Any idea what I am doing wrong?


----------



## wblock@ (Oct 10, 2016)

The CUPS thing is an article, not in the Handbook.

There are many users of CUPS, but so far none have submitted up-to-date setup instructions to be included in the printing chapter of the Handbook.


----------



## drhowarddrfine (Oct 10, 2016)

wblock@ said:


> *none have submitted up-to-date setup instructions to be included in the printing chapter of the Handbook.*



Emphasis added.


----------



## scottro (Oct 10, 2016)

wblock@ has an article on using lp. 

http://www.wonkity.com/~wblock/docs/html/lpdprinting.html


I would replace your modified conf file with the default (you can always reinstall cups to get it).  Then, just start cups and  grab the ppd that you apparently had from the older release, put it in  /usr/local/etc/cups/ppd then run
`/usr/local/bin/lpadmin -p Kyocera -E -v socket://192.168.178.21 -P /usr/local/etc/cups/ppd/kyocera.ppd`  (Or whatever the name of the ppd is.)
Then
`/usr/local/bin/lpadmin -d Kyocera`

Then
`/usr/local/bin/lp /usr/local/share/cups/data/default-testpage.pdf`

(Actually, if you put something like `CUPS_OVERWRITE_BASE=yes` in /etc/make.conf and reinstall cups, you don't need the whole /usr/local/bin stuff. 
(I think that's what you put in make.conf, haven't done it in awhile--I print so infrequently that I usually don't bother, and just use the /usr/local/bin prefix when printing.)

I have found, in both Linux and FreeBSD, that this lpadmin method is just much quicker than the annoying waiting for the cups webserver to do its thing.


----------



## Remington (Oct 10, 2016)

drhowarddrfine said:


> Emphasis added.



Precisely.  That's why we need an online editor to make it easier to edit the docs.


----------



## wblock@ (Oct 10, 2016)

scottro said:


> wblock@ has an article on using lp


Well, that is on using lpr(1) and lpd(8).  Those are the real, original commands that CUPS copied incompatibly and then used the same names.

I don't use CUPS for the same reason I don't use inkjet printers: when I want to print something, I want it to print right now, not start a session of debugging and coaxing to eventually get something printed.



Remington said:


> Precisely.

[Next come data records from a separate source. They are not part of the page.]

PR #290, opened 2020-09-05
Fix #280: Test if op is an offset

### LINKED ISSUE #280: Some constants will not be extracted by IDA backend
### Description

This is an extension of the bug reported in #276, focusing on why detection within IDA was not consistent.

### Steps to Reproduce

1. Write a rule that uses a small constant, e.g. `0xC`.
2. Load shellcode without rebasing, e.g. start at address 0.
3. Run rule against IDB that contains the constant, e.g. `shr eax, 0xC`.

**Expected behavior:**

It should be safe to use most constants in rules, regardless of the memory range of the underlying data.

There are clearly cases when it's not desirable to extract constants that are likely to be offsets into memory, because this will extract a large number of pointers to code / data.

However, failing to extract them will break:

* Any rule with a small constant inside shellcode that hasn't been rebased (potentially common).
* Rules with number that fall within "typical" mapped memory ranges, e.g. for encryption / compression constants (probably uncommon).

For example, there are a reasonable amount of standard Win32 constants in the 0x100000 - 0x1000000 range ([see here](https://www.magnumdb.com/search?q=0x100000)) which could be used in a rule.

**Actual behavior:**

Constants that lie within mapped memory are not extracted.

### Versions

* capa 1.2.0
* Python 2.7.18 (32 bit) on Windows 10 (64 bit) for tests at command line
* IDA 7.5 with Python 3.7.5

```
Python 3.7.5 (tags/v3.7.5:5c02a39a0b, Oct 15 2019, 00:11:34) [MSC v.1916 64 bit (AMD64)] 
IDAPython 64-bit v7.4.0 final (serial 0) (c) The IDAPython Team <idapython@googlegroups.com>
```

### Additional Information

This happens because the IDA instruction feature extractor calls `idaapi.is_mapped()` with each constant ([permalink to code](https://github.com/fireeye/capa/blob/76ab5da49bccb6dd6c0de28eedaa64b6790a8784/capa/features/extractors/ida/insn.py#L111)). Any constants lying within mapped memory will not be yielded as a `Number`.

I am not sure of the best fix, hence opening issue for discussion instead of a PR. A good solution may be to check if the immediate is an "offset". This status is set by the IDA auto analyser or manually by the user. I cannot find an IDA Python function to do this, except using `idc.print_operand` and checking for the word `offset`:

```
Python>idc.print_operand(0x5, 1)
'(offset loc_A+2)'
Python>idc.print_operand(0x5, 1)
'0Ch'
```

The minimal repro from issue #276 can be used to demonstrate this.

edeca:
Check whether the auto-analyser (or user) has marked an operand as an offset, instead of checking whether the value is mapped.

### DIFF
--- a/capa/features/extractors/ida/helpers.py
+++ b/capa/features/extractors/ida/helpers.py
@@ -12,6 +12,7 @@ import string
 import idc
 import idaapi
 import idautils
+import ida_bytes
 
 
 def find_byte_sequence(start, end, seq):
@@ -227,6 +228,12 @@ def is_op_write(insn, op):
 def is_op_read(insn, op):
     """ Check if an operand is read from (source operand) """
     return idaapi.has_cf_use(insn.get_canon_feature(), op.n)
+
+
+def is_op_offset(insn, op):
+    """ Check is an operand has been marked as an offset (by auto-analysis or manually) """
+    flags = idaapi.get_flags(insn.ea)
+    return ida_bytes.is_off(flags, op.n)
 
 
 def is_sp_modified(insn):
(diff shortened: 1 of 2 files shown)


mike-hunhoff:
Awesome, thank you @edeca!

PR #301, opened 2020-09-09
ida plugin: don't use rule path settings if the path doesn't exist

### LINKED ISSUE #298: Fail to load rules with IDA plugin after uninstalling and reinstalling capa
### Description

Installing capa using Method 3 and then using the IDA plugin the first time works correctly.
I then uninstalled the capa module and reinstalled it in a different directory using the same method.
Subsequently every time the plugin is run in IDA it displays the error message

`Failed to load rules from C:/prev/dir. Please refer to IDA Output window for more information`

I believe this is due to the ida-netnode storage of the IDASettings in the "capa" node remembering the old directory even after removing the old capa installation.

It would be better if instead of the error message that the rules cannot be loaded, that the plugin prompts the user for a new rules folder or checks to see if the default rules location matches the currently saved rules location.

I briefly attempted to delete the "rule_path" dictionary element using the IDASettings module inside IDAPython with the "del_value" method but this resulted in an `ida_settings.PermissionError`.

Would it be better to save the IDASettings data into a file in either the Python directory for ida_settings or in the capa installation folder so that on an uninstall the path is cleared and then fresh installs won't be affected by old settings?

### Versions
IDA 7.5
Python 3.8.5
Capa 1.2.0
Windows 10 Pro

williballenthin:
if the rule path that was saved via settings doesn't exist, re-prompt the user for their rules path.

closes #298

### DIFF
--- a/capa/ida/plugin/form.py
+++ b/capa/ida/plugin/form.py
@@ -333,7 +333,7 @@ class CapaExplorerForm(idaapi.PluginForm):
 
         # resolve rules directory - check self and settings first, then ask user
         if not self.rule_path:
-            if "rule_path" in settings:
+            if "rule_path" in settings and os.path.exists(settings["rule_path"]):
                 self.rule_path = settings["rule_path"]
             else:
                 rule_path = self.ask_user_directory()


mike-hunhoff (approved):
Nice, thank you!

PR #311, opened 2020-09-11
fix: 309

### LINKED ISSUE #309: Capa explorer rule folder selection
When using the plugin for the first time it asks to select a folder when you press analyze. It's not obvious this is supposed to be the rule folder and if the wrong folder is selected an error about rules not being loaded will be shown. Worse more the reset button will not work and future attempts to select analyze will not re-prompt the folder selection. This is not user friendly.

mike-hunhoff:
Fixes #309.

* delete invalid rule path from ida-settings
  * prompt user for new directory next analysis
* add clearer output messages

### DIFF
--- a/capa/ida/plugin/form.py
+++ b/capa/ida/plugin/form.py
@@ -181,7 +181,7 @@ class CapaExplorerForm(idaapi.PluginForm):
         analyze_button = QtWidgets.QPushButton("Analyze")
         analyze_button.setToolTip("Run capa analysis on IDB")
         reset_button = QtWidgets.QPushButton("Reset")
-        reset_button.setToolTip("Reset plugin and IDA user interfaces")
+        reset_button.setToolTip("Reset capa explorer and IDA user interfaces")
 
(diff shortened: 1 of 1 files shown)


capa/ida/plugin/form.py
```diff
@@ -369,9 +369,13 @@ def load_capa_results(self):
...
                 rule_path = self.ask_user_directory()
                 if not rule_path:
-                    capa.ida.helpers.inform_user_ida_ui("You must select a rules directory to use for analysis.")
-                    logger.warning("no rules loaded. nothing to do")
-                    self.set_view_status_label("No rules loaded")
+                    capa.ida.helpers.inform_user_ida_ui(
+                        "You must select a file directory containing capa rules to start analysis"
+                    )
+                    logger.warning(
+                        "No rules loaded, cannot start analysis. You can download the standard collection of capa rules from https://github.com/fireeye/capa-rules."
```
williballenthin, line 376: i love the suggestion provided here

PR #323, opened 2020-09-22
use PyYAML CLoader to parse rules when available

### LINKED ISSUE #306: loading rules takes a while
loading the ruleset of 300+ rules from their yaml files takes around 5s on my laptop. it's minorly annoying when I'm doing analysis, and also prevents me from running capa iteratively against a large corpus of samples. 

we should profile the rule loading logic and see if we can make this much faster. running capa probably involves reading and parsing 300+ python files, but this happens within a few ms. so why is rule loading so much slower?

williballenthin:
closes #306

### DIFF
--- a/capa/rules.py
+++ b/capa/rules.py
@@ -12,6 +12,11 @@ import logging
 import binascii
 import functools
 
+try:
+    from functools import lru_cache
+except ImportError:
+    from backports.functools_lru_cache import lru_cache
+
 import six
 import yaml
 import ruamel.yaml
@@ -25,7 +30,6 @@ from capa.engine import *
 from capa.features import MAX_BYTES_FEATURE_SIZE
 
 logger = logging.getLogger(__name__)
-
 
 # these are the standard metadata fields, in the preferred order.
 # when reformatted, any custom keys will come after these.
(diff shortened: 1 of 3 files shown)


williballenthin:
loading rules now takes 1.5% of the runtime, at around 0.25s

image

williballenthin:
libyaml is successfully embedded within the pyinstaller exe, too!

image

williballenthin:
use the following on linux to reinstall pyyaml with libyaml

```
sudo apt install libyaml-dev
pip --no-cache-dir install --verbose --force-reinstall -I pyyaml
```

mr-tz (commented):
Looks good. Tests in Python 2.7 still seem to fail due to rule reordering though.

williballenthin:
whoops I didn't wait long enough for them given that the other tests were passing - sorry!

will address today

capa/rules.py
```diff
@@ -575,12 +601,25 @@ def to_yaml(self):
...
+        #     definition["rule"]["meta"] = self.meta
+        #
+        # however, `self.meta` is not ordered, its just a dict, so subsequent formatting doesn't work.
+        # so, we'll manually copy the keys over, re-using the existing ordereddict/CommentedMap
+        meta = definition["rule"]["meta"]
+        for k in meta.keys():
+            if k not in self.meta:
+                del meta[k]
+        for k, v in self.meta.items():
+            meta[k] = v
```
williballenthin, line 620: this is a neat bug: tests broke only on py2 because in py3 all dicts became ordered. so here, where we copied `self.meta` (a dict) into `definition["rule"]["meta"]` (something that needs to be ordered), the py3 version managed to work just fine, while the py2 version failed to order the keys correctly.

PR #324, opened 2020-09-23
scripts: add script demonstrating bulk processing

### LINKED ISSUE #307: add example script running capa against a directory
while we don't position capa as a detection tool that is appropriate to scan an HDD to find malware, it's likely that malware analysts may want to collect capa results against a large set of samples. we should develop an example script that shows how to use capa as a library to invoke it against a directory and collect the results. 

I have no idea how the results should be formatted, so this is probably the key question. Alternatively, we could just assume json output format for now.

williballenthin:
runs in subprocesses by default for parallelism:
image

output is a json document mapping file paths to results:

image

closes #307

### DIFF
--- a/scripts/bulk-process.py
+++ b/scripts/bulk-process.py
@@ -1,0 +1,247 @@
+#!/usr/bin/env python
+"""
+bulk-process
+
+Invoke capa recursively against a directory of samples
+and emit a JSON document mapping the file paths to their results.
+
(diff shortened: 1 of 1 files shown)


mike-hunhoff (approved):
Awesome! Looks good to me.

mr-tz (approved):
looks good

PR #326, opened 2020-09-23
main: fix reported total rule count

### LINKED ISSUE #325: capa reports mismatched count for loaded rules
capa

williballenthin:
image

closes #325


capa/main.py
```diff
@@ -536,7 +536,13 @@ def main(argv=None):
     try:
         rules = get_rules(rules_path, disable_progress=args.quiet)
```
williballenthin, line 537: maybe more easily we could just save off the rule count from this line. *shrug*

mike-hunhoff (approved):
👍

PR #327, opened 2020-09-24
parse descriptions for statements

### LINKED ISSUE #312: is our block description syntax valid yaml?
currently, we allow rule authors to add a description to and/or/etc. like so:

```yaml
and:
  - match: foo
  - match: bar
  description: this is awesome!
```

(concrete example [here](https://github.com/fireeye/capa-rules/blob/433b32c1b003efe78ee38d8e7c8b795fa1fe2c76/data-manipulation/encryption/rc4/encrypt-data-using-rc4-ksa.yml#L26))

this seemed like a natural way to extend our two-line syntax for feature descriptions, which look like:

```yaml
and:
  - string: foo
    description: bar
```

however, i'm not sure that the former is valid yaml. ruamel accepts it, but pyyaml does not. take a moment to look at it and try to figure out how it should be parsed? is the child of the `and` a list or dictionary???

mr-tz:
closes #312

### DIFF
--- a/capa/engine.py
+++ b/capa/engine.py
@@ -6,7 +6,6 @@
 #  is distributed on an "AS IS" BASIS, WITHOUT WARRANTIES OR CONDITIONS OF ANY KIND, either express or implied.
 # See the License for the specific language governing permissions and limitations under the License.
 
-import sys
 import copy
 import collections
 
@@ -105,10 +104,26 @@ class Result(object):
         return self.success
 
 
+class Description(object):
+    def __init__(self, value=None):
+        super(Description, self).__init__()
+        self.name = self.__class__.__name__
+        self.value = value
+
+    def __str__(self):
+        return "%s" % (self.value)
+
+    def __repr__(self):
+        return str(self)
+
+
 class And(Statement):
     """match if all of the children evaluate to True."""
 
-    def __init__(self, children, description=None):
+    def __init__(self, children):
+        description = get_statement_description(children)
+        if description:
+            children.remove(description)
         super(And, self).__init__(description=description)
         self.children = children
 
@@ -121,7 +136,10 @@ class And(Statement):
 class Or(Statement):
     """match if any of the children evaluate to True."""
 
-    def __init__(self, children, description=None):
+    def __init__(self, children):
+        description = get_statement_description(children)
+        if description:
+            children.remove(description)
         super(Or, self).__init__(description=description)
         self.children = children
 
@@ -134,8 +152,8 @@ class Or(Statement):
 class Not(Statement):
     """match only if the child evaluates to False."""
 
-    def __init__(self, child, description=None):
-        super(Not, self).__init__(description=description)
+    def __init__(self, child):
+        super(Not, self).__init__()
         self.child = child
 
     def evaluate(self, ctx):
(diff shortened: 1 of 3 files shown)


capa/engine.py
```diff
@@ -105,10 +104,26 @@ def __nonzero__(self):
         return self.success
 
 
+class Description(object):
```
williballenthin, line 107: i think we could replace this with `class Description(str): pass`

capa/engine.py
```diff
@@ -105,10 +104,26 @@ def __nonzero__(self):
...
+
+
 class And(Statement):
     """match if all of the children evaluate to True."""
 
-    def __init__(self, children, description=None):
+    def __init__(self, children):
+        description = get_statement_description(children)
+        if description:
+            children.remove(description)
```
williballenthin, line 126: how about making this routine a method on `class Statement`? keeps the code more closely associated with the related classes.

then could make it a mutator, like `pop_description(...)` which both finds the description and removes it from `children`, returning it.

which makes me wonder if it can work directly on `self.children` with no explicit parameters. in which case, it could be called directly from the `Statement.__init__()`. then we wouldn't have to change code in all the descendent classes?

williballenthin: are there any statement types that don't support `description`? maybe `regex`?

williballenthin:
i think this is a good strategy.

to me, the only place that is remotely debatable is where the manipulation of `children` should happen. you've proposed that it happens within the Statement constructor, and is perfectly functional. an alternative could be to extract the description before passing the children to the Statement constructor. this would keep Statements dumber and more like plain data structures. i can't find any compelling reason for this other strategy except pure personal taste.

capa/engine.py
```diff
@@ -200,6 +221,16 @@ def evaluate(self, ctx):
         raise ValueError("cannot evaluate a subscope directly!")
 
 
+def get_statement_description(children):
```
williballenthin, line 224: this is probably the most appropriate place to document how we're extracting descriptions from statement nodes. recommend that we explain our lessons learned so far.

capa/engine.py
```diff
@@ -165,8 +186,8 @@ def evaluate(self, ctx):
 class Range(Statement):
```
williballenthin, line 186: does `Range` not get a description?

capa/rules.py
```diff
@@ -276,27 +276,66 @@ def parse_description(s, value_type, description=None):
...
+    return descriptions[0]
+
+
 def build_statements(d, scope):
     if len(d.keys()) > 2:
         raise InvalidRule("too many statements")
 
     key = list(d.keys())[0]
+
+    description = get_statement_description_entry(d[key])
```
williballenthin, line 317: thoughts on doing: `description = pop_statement_description(d[key])` (and make this routine modify its parameter, removing any returned entry).

rational might be to keep logic around description handling within a single function, but its not a blocker.

capa/rules.py
```diff
@@ -276,27 +276,66 @@ def parse_description(s, value_type, description=None):
...
+      - or:
+        - description: statement description
+        - number: 1
+          description: feature description
+
+    becomes
+      <statement>: [
+        { "description": "statement description" },  <-- extracted here
+        { "number": 1, "description": "feature description" }
+      ]
```
williballenthin, line 295: this is great doc!

capa/rules.py
```diff
@@ -276,27 +276,66 @@ def parse_description(s, value_type, description=None):
...
+    """
+    if not isinstance(d, list):
+        return None
+
+    # identify child of form '{ "description": <description> }'
```
williballenthin, line 300: thanks for the explanation here.

williballenthin (approved):
looks great!

williballenthin (approved):
i think this final delta is really good - minimal changes that are documented and easy to read. nice job

PR #162, opened 2018-11-16
Allow creating user-defined constants

apmasell:
I had to change `Target` from a class to an interface, which generated a lot of noise.


language.md
```diff
@@ -396,8 +396,17 @@ Functions may use constants or previously defined functions (either built-in or
 defined in the file). Functions cannot be defined recursively. The return type
 is determined automatically.
 
+## Constants
+At the top level of a file, constants may be defined:
+
+    myval = 3 * 12;
+
+The body of constants may use functions defined in this file. However,
```
callunity: Maybe `A constant's definition may use functions defined in this file`? I got hung up on whether constants have bodies, but maybe that's just me.

apmasell: This was probably copy pasta from somewhere. I'll fix it.

language.md
```diff
@@ -396,8 +396,17 @@ Functions may use constants or previously defined functions (either built-in or
 defined in the file). Functions cannot be defined recursively. The return type
 is determined automatically.
 
+## Constants
+At the top level of a file, constants may be defined:
```
callunity: `At the top level of a file, ...` -> `At the top level of a file, after any TypeAliases, ...`

apmasell:
Updated.

PR #169, opened 2018-11-23
Suppress exceptions when counting input sources

apmasell:
Olive have their own exception handlers, but the counting logic did not.

### DIFF
--- a/shesmu-server/src/main/java/ca/on/oicr/gsi/shesmu/CompiledGenerator.java
+++ b/shesmu-server/src/main/java/ca/on/oicr/gsi/shesmu/CompiledGenerator.java
@@ -70,8 +70,9 @@ public class CompiledGenerator extends ActionGenerator {
 		@Override
 		public synchronized Optional<Integer> update() {
 			try (Timer timer = compileTime.labels(fileName.toString()).startTimer()) {
-				final HotloadingCompiler compiler = new HotloadingCompiler(SOURCES::get, DefinitionRepository::allFunctions,
-						DefinitionRepository::allActions, DefinitionRepository::allConstants);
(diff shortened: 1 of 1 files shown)


shesmu-server/src/main/java/ca/on/oicr/gsi/shesmu/CompiledGenerator.java
```diff
@@ -127,9 +128,13 @@ public void errorHtml(SectionRenderer renderer) {
...
 		// Load all the input data in an attempt to cache it before any olives try to
 		// use it. This avoids making the first olive seem really slow.
-		InputFormatDefinition.formats()
-				.forEach(format -> INPUT_RECORDS.labels(format.name()).set(format.input(format.itemClass()).count()));
-		ActionGenerator.OLIVE_FLOW.clear();
+		InputFormatDefinition.formats().forEach(format -> {
+			try {
+				INPUT_RECORDS.labels(format.name()).set(format.input(format.itemClass()).count());
+			} catch (Exception e) {
+				e.printStackTrace();
```
morgantaschuk: Is it a good idea to printStackTrace here? does Shesmu have a logger library yet?

apmasell: Yes. If there's a broken input source, that error should go to the console.

There's no logger and given it runs as a standalone application, I'm not sure there's a reason to have a logger. Everything ends up in the system log if it goes to the console.

morgantaschuk: :+1:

That's why we need an online editor to make it easier to edit the docs.


Adding it to the existing docs is the last step, not the first.  If you already have that content, we can talk.  If you don't have it, and plan to write it off the top of your head... it will be typical wiki brain-dump quality.


----------



## scottro (Oct 10, 2016)

Ah, I said lp--I should have said lpr, apologies.


----------



## Snurg (Oct 12, 2016)

I also do not like cups. It's just that it is used by default by KDE (and Gnome too, I think).
The bad thing is that it is built in all KDE stuff. One would have to build the whole metapackage from scratch without cups in the options. I do not use KDE or Gnome, but there are a few KDE applications I use, so the whole cups bagage gets installed.

I admit I am a lazy ass and as I didn't find an option to remove the cups package without uninstalling the whole KDE stuff I just deleted /usr/local/bin/lpr which is the one from cups.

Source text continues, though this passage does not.